There is always a trigger point as to why I select the movies that I go see. Either a favorite actor, or its the work of a revered auteur, or simply a recommendation from another cinephile.  When it comes to Leo Carax’s latest movie it was simply a critic’s review in the final clip of its manic trailer which declared the movie ‘completely bonkers’  and I was immediately hooked. I simply had to see it.

I should tell you straight away that particular critic nailed it on the head perfectly BUT I should also quickly add that I loved every single frame of it even though some 24 hours later I am still struggling to make any sense of what I saw.
Essentially a white stretch limo driven by Celine a white haired chic elderly woman ferries Monsieur Oscar around the streets of Paris on his different assignments known as his ‘appointments’.  Before each stop M. Oscar has a Briefing Dossier which sets out who he is to be and what he has to do.  The inside of the limo is one massive dressing room as M. Oscar gets to play men and women, young and old, the living, the dying and the dead.  

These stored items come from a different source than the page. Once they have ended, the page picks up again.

PR #405, opened 2022-10-27
Update typedoc to latest version

ewanharris:
### Description

This requires updating the typescript version and adding a basic tsconfig that just references the types file. Also corrects readme setting, fixes (most) @link usage that doesn't resolve, removes unused arguments

### Checklist


index.d.ts
```diff
@@ -202,7 +202,7 @@ interface LoginOptions {
   authorizationParams?: AuthorizationParameters;
 
   /**
-   *  URL to return to after login, overrides the Default is {@link Request.originalUrl}
+   *  URL to return to after login, overrides the Default is {@link express!Request.originalUrl Request.originalUrl}
```
ewanharris, line 205: This now links externally to the express docs based on `externalSymbolLinkMappings` in typedoc.js

index.d.ts
```diff
@@ -217,7 +217,7 @@ interface LoginOptions {
  */
 interface LogoutOptions {
   /**
-   *  URL to returnTo after logout, overrides the Default in {@link ConfigParams.routes.postLogoutRedirect routes.postLogoutRedirect}
+   *  URL to returnTo after logout, overrides the Default in {@link ConfigParams.routes routes.postLogoutRedirect}
```
ewanharris, line 220: Parameters in a nested object don't get id's so it's not possible to link to them, so instead changes this to link to `Config.routes` so that it does resolve

adamjmcgrath (approved):
Thanks 👍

There is no link to any of the nine  ‘appointments’ of the day and all of them are both nigh on impossible to fathom out and beyond bizarre. For example one has him dressed as barefooted glass-eyed madman running amok through Pere Lachaise Cemetery where he kidnaps  a fashion model from a photo shoot and drags her into the underground sewers and transforms her into a Muslim before stripping himself naked to show off his erect penis. The model sits there just smoking a cigarette calmly taking this all in as if was all totally normal.

On another ‘appointment’ where he kills and is killed, once Celine drags his body back into the car, he’s alive again and ready to start all over again.  And he does for the rest of the day and night.
Why he does all these things and who is arranging all the meticulous details of the plans is a total mystery (to me) and by the end of the 115 minutes I’d given up trying to work it out and just enjoyed the total weirdness of it all.  Manohla Dhargis in the ‘NY Times’ summed it up beautifully with ‘it’s not about the destination, but its about the dizzying ride’.  And dizzy, it certainly is.

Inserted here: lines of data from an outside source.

PR #414, opened 2022-11-03
Adding client id to _auth_verification cookie key to support multiple…

MatthewBacalakis:
… clients on same protocol and domain.

The key("auth_verification") of the cookie storing nonce/state is problematic in cases where multiple applications share a common protocol and domain.  In that case multiple concurrent logins can conflict with the login for one app clearing the auth_verification cookie intended for the other app.  I recalled the SPA SDK used to have a similar problem and for this reason clientId was added to the key of the nonce/state storage.

To solve this the same way I've appended .CLIENT_ID to the key of the cookie storing nonce.

### DIFF
--- a/test/callback.tests.js
+++ b/test/callback.tests.js
@@ -30,8 +30,8 @@ const defaultConfig = {
 };
 let server;
 
-const generateCookies = (values, clientID) => ({
-  ['auth_verification.' + clientID]: JSON.stringify(values),
+const generateCookies = (values, customTxnCookieName) => ({
+  [customTxnCookieName || 'auth_verification']: JSON.stringify(values),
 });
 
 const setup = async (params) => {
@@ -145,13 +145,10 @@ describe('callback response_mode: form_post', () => {
         body: { err },
       },
     } = await setup({
-      cookies: generateCookies(
-        {
-          nonce: '__test_nonce__',
-          state: '__test_state__',
-        },
-        clientID
-      ),
+      cookies: generateCookies({
+        nonce: '__test_nonce__',
+        state: '__test_state__',
+      }),
       body: true,
     });
     assert.equal(statusCode, 400);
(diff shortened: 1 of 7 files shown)


adamjmcgrath:
Thanks for raising this @MatthewBacalakis!

I know spa-js solves it this way, but I'd like to solve this by allowing the user to override the transaction cookie name themselves.

Users can already set a custom session cookie name with `session.name`, so this would be consistent with the rest of the API. I'd also like to keep the default name the same and offer some flexibility to users that might want to partition these cookies by audience/scope/something else.

We already have `transactionCookie` config, so it would be a case of adding a `name` option to it eg.

```js
app.use(auth({ transactionCookie: { name: 'state.client1' } }));
app.use(auth({ transactionCookie: { name: 'state.client2' } }));
```

MatthewBacalakis:
Updated this so that the cookie can optionally be given any name instead of appending the client id.  If transactionCookie.name is set in config that name is used.  If not the current auth_verification name is used.

test/callback.tests.js
```diff
@@ -287,7 +287,9 @@ describe('callback response_mode: form_post', () => {
         legacySameSiteCookie: false,
       },
       cookies: {
-        _auth_verification: JSON.stringify({ state: '__test_state__' }),
+        ['_auth_verification.']: JSON.stringify({
```
adamjmcgrath, line 290:
```suggestion
        ['_auth_verification']: JSON.stringify({
```

adamjmcgrath (changes requested):
lgtm 👍 

Could you also update the type defs https://github.com/auth0/express-openid-connect/blob/master/index.d.ts#L480

Something like

```ts
transactionCookie?: Pick<CookieConfigParams, 'sameSite'> & { name?: string };
```

adamjmcgrath:
This got released in [2.10.0](https://github.com/auth0/express-openid-connect/releases/tag/v2.10.0) - thanks for your contribution @MatthewBacalakis!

And suddenly towards the latter end Kylie Minogue pops up as another operative who does ‘appointments’ too. She and M. Oscar had a ‘thing’ together some 20 years ago, and because this is a French Movie she sings a sappy song about it before killing her character (or herself?) whilst M. Oscar is driven to his ‘home’ for the night where he is met by his ‘wife’ and ‘child’ who are both apes. Literally.

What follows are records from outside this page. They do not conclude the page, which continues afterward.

PR #424, opened 2022-11-29
Remove dependency on `cb` lib

### LINKED ISSUE #423: Dependency "cb" causing security issues in Nexus because of missing LICENSE file and being 10 years from last update
### Describe the problem
We are using express-openid-connect for our project to do the whole auth0 process.
But our production build is no longer able to build because Nexus complains about Security vulnaribilities. It is complaing about the dependency "cb" used by express-openid-connect as it is missing a LICENSE file and that the package is older than 5 years, actually the last update was 10 years ago.

Is there any chance to replace this outdated dependency?

My project should be able to use express-openid-connect without running into security vulnerabilities. I expect express-openid-connect to use mantained packages and not totally outdated stuff.

- **Version of this library used:**
LATEST

kmannislands:
### Description

Remove dependency on 10 year old `cb` library. The downside of the supply chain security vector of this lib (especially when used in sensitive middle ware like this) outweighs the trivial utility that `express-oidc-connect` was getting from the dependency. It was being used only to memoize callbacks in 3 locations.

### References
Closes #423 

### Testing

All unit tests passing should cover this change as it is very straight-forward. Code inspection of the `cb` lib indicated that this should behave identically.

### Checklist

- [ ] The correct base branch is being used, if not the default branch

### DIFF
--- a/lib/context.js
+++ b/lib/context.js
@@ -1,4 +1,3 @@
-const cb = require('cb');
 const url = require('url');
 const urlJoin = require('url-join');
 const { TokenSet } = require('openid-client');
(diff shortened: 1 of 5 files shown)


adamjmcgrath (approved):
Thanks @kmannislands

In Denis Lavant, M. Carax found himself the most perfect chameleon of an actor who transformed himself so fantastically for the whole journey.
Since the movie was premiered at Cannes Film Festival reaction has being either of sheer horror or joy … everyone has very strong views on this one.  It is the work of a total genius filmmaker who is obviously totally barking mad.  But that’s not such a bad thing when it results in such an glorious anarchic piece of magical nonsense that is so far out there you feel all the same effects as if you had taken some hallucinatory drugs 
This is unquestionably the most bizarre film I have seen this year ( maybe for several years?).  If you share my taste in totally weird movies, then go see this extraordinary one.  It will thrill you and antagonize you, but do not take any recreational drugs before you watch it, as the combination could be far too serious to even contemplate.